Zhang Xiaolong, Lin Xiaoli, Zhao Jiafu, Huang Qianqian, Xu Xin
IEEE/ACM Trans Comput Biol Bioinform. 2019 May-Jun;16(3):774-781. doi: 10.1109/TCBB.2018.2871674.
Hot spot residues bring into play the vital function in bioinformatics to find new medications such as drug design. However, current datasets are predominately composed of non-hot spots with merely a tiny percentage of hot spots. Conventional hot spots prediction methods may face great challenges towards the problem of imbalance training samples. This paper presents a classification method combining with random forest classification and oversampling strategy to improve the training performance. A strategy with an oversampling ability is used to generate hot spots data to balance the given training set. Random forest classification is then invoked to generate a set of forest trees for this oversampled training set. The final prediction performance can be computed recursively after the oversampling and training process. This proposed method is capable of randomly selecting features and constructing a robust random forest to avoid overfitting the training set.
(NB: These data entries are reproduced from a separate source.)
PR #197, opened 2021-04-06
Bug 1938467: The default cluster-autoscaler should get default cpu and memory requests if user omits them

Danil-Grigorev:
We are missing requests on autoscaler pods which are deployed after `ClusterAutoscaler` resource is created in the cluster.

### DIFF
--- a/pkg/controller/clusterautoscaler/clusterautoscaler_controller.go
+++ b/pkg/controller/clusterautoscaler/clusterautoscaler_controller.go
@@ -11,6 +11,7 @@ import (
 	corev1 "k8s.io/api/core/v1"
 	"k8s.io/apimachinery/pkg/api/equality"
 	"k8s.io/apimachinery/pkg/api/errors"
+	"k8s.io/apimachinery/pkg/api/resource"
 	metav1 "k8s.io/apimachinery/pkg/apis/meta/v1"
 	"k8s.io/apimachinery/pkg/runtime"
 	"k8s.io/apimachinery/pkg/types"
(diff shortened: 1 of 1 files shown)


JoelSpeed (commented):
Where did these numbers come from? Have you deployed the autoscaler to any reasonably sized cluster to see what kind of resources it actually uses? Perhaps we can skip this by asking OSD folk if they have some ideas?

elmiko:
> Where did these numbers come from? Have you deployed the autoscaler to any reasonably sized cluster to see what kind of resources it actually uses? Perhaps we can skip this by asking OSD folk if they have some ideas?

i poked around the upstream repo a bit and sadly i didn't see anything useful in the [faq](https://github.com/kubernetes/autoscaler/blob/master/cluster-autoscaler/FAQ.md) or the [helm chart](https://github.com/kubernetes/autoscaler/tree/master/charts/cluster-autoscaler). asking the osd folks sounds reasonable, although i have a feeling we might need to look at a running binary and make a best judgement call.

Danil-Grigorev:
> Where did these numbers come from? Have you deployed the autoscaler to any reasonably sized cluster to see what kind of resources it actually uses? Perhaps we can skip this by asking OSD folk if they have some ideas?

@JoelSpeed We don't set the limits, only reasonable requests. The numbers I set are common across all our binaries, and tht is what I observed just after pod creation on my cluster in the dashboard.

JoelSpeed:
If these are common to other operators we are deploying then that should be relatively safe, though I do think it would be better to observe actual running pods to see what kind of footprint it has. While I realise the requests are only for scheduling, the more accurate our requests are the less likely nodes will become overcommitted.

I'm happy to go forward with these for now but we should review this at a later date

/approve

PR #200, opened 2021-04-14
Bug 1948719: update dependencies to 1.21

elmiko:
This change updates the go.mod and related vendor files to the
kubernetes 1.21 baseline. It also updates one import in the
`pkg/operator/operator.go` to allow vendoring. This was achieved by
 updating some of the entries in go.mod and then running `make vendor`.

The updates to go.mod were as follows:
```
github.com/openshift/api master
github.com/openshift/client-go master
github.com/openshift/library-go master
sigs.k8s.io/controller-runtime 0.9.0-alpha.1
```

Then ran `make vendor` to produce the update. During this process the
error in `operator.go` was discovered and fixed.

Also adds necessary changes to for controller-runtime updates.


JoelSpeed:
@elmiko Seems there's a syntax error:
```
parse 0000_50_cluster-autoscaler-operator_03_rbac.yaml: error parsing: error converting YAML to JSON: yaml: line 7: did not find expected key",
```

elmiko:
not sure why it failed there, but i found a syntax error in a different part of the file.

where did you see that failure @JoelSpeed ?

JoelSpeed:
It was in the log of the upgrade test result

pkg/operator/webhookconfig.go
```diff
@@ -72,7 +72,7 @@ func (w *WebhookConfigUpdater) Start(stopCh <-chan struct{}) error {
 	klog.Infof("Webhook configuration status: %s", op)
 
 	// Block until the stop channel is closed.
-	<-stopCh
+	stop.Done()
```
Danil-Grigorev, line 75: This is not equivalent to previous code sample, should be 
```go
<-stop.Done()
```

pkg/operator/status.go
```diff
@@ -309,10 +309,10 @@ func (r *StatusReporter) Start(stopCh <-chan struct{}) error {
 		return available, nil
 	}
 
-	err := wait.PollImmediateUntil(interval, pollFunc, stopCh)
+	err := wait.PollImmediateUntil(interval, pollFunc, stop.Done())
 
 	// Block until the stop channel is closed.
-	<-stopCh
+	stop.Done()
```
Danil-Grigorev, line 315: This is not equivalent to previous code sample, should be 
```go
<-stop.Done()
```

Danil-Grigorev (commented):
One minor change and it is lgtm

pkg/operator/webhookconfig.go
elmiko: thanks Danil, i'll fix it up

elmiko:
updated to include Danil's suggestion

PR #201, opened 2021-04-16
Bug 1938467: Fix cluster autoscaler pod requests

JoelSpeed:
These seem to be the wrong way around and I think this is now causing CI failures


alexander-demichev (approved):
/lgtm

Experimental results from three data sets indicate that the performance of hot spots prediction has been significantly improved compared with existing classification methods.
热点残基在生物信息学中发挥着至关重要的作用,有助于发现新药物,如药物设计。然而,当前的数据集主要由非热点组成,热点仅占很小的比例。传统的热点预测方法在面对训练样本不平衡问题时可能会面临巨大挑战。本文提出了一种结合随机森林分类和过采样策略的分类方法,以提高训练性能。采用具有过采样能力的策略来生成热点数据,以平衡给定的训练集。然后调用随机森林分类为这个过采样训练集生成一组森林树。在过采样和训练过程之后,可以递归地计算最终的预测性能。该方法能够随机选择特征并构建一个强大的随机森林,以避免过度拟合训练集。来自三个数据集的实验结果表明,与现有分类方法相比,热点预测的性能有了显著提高。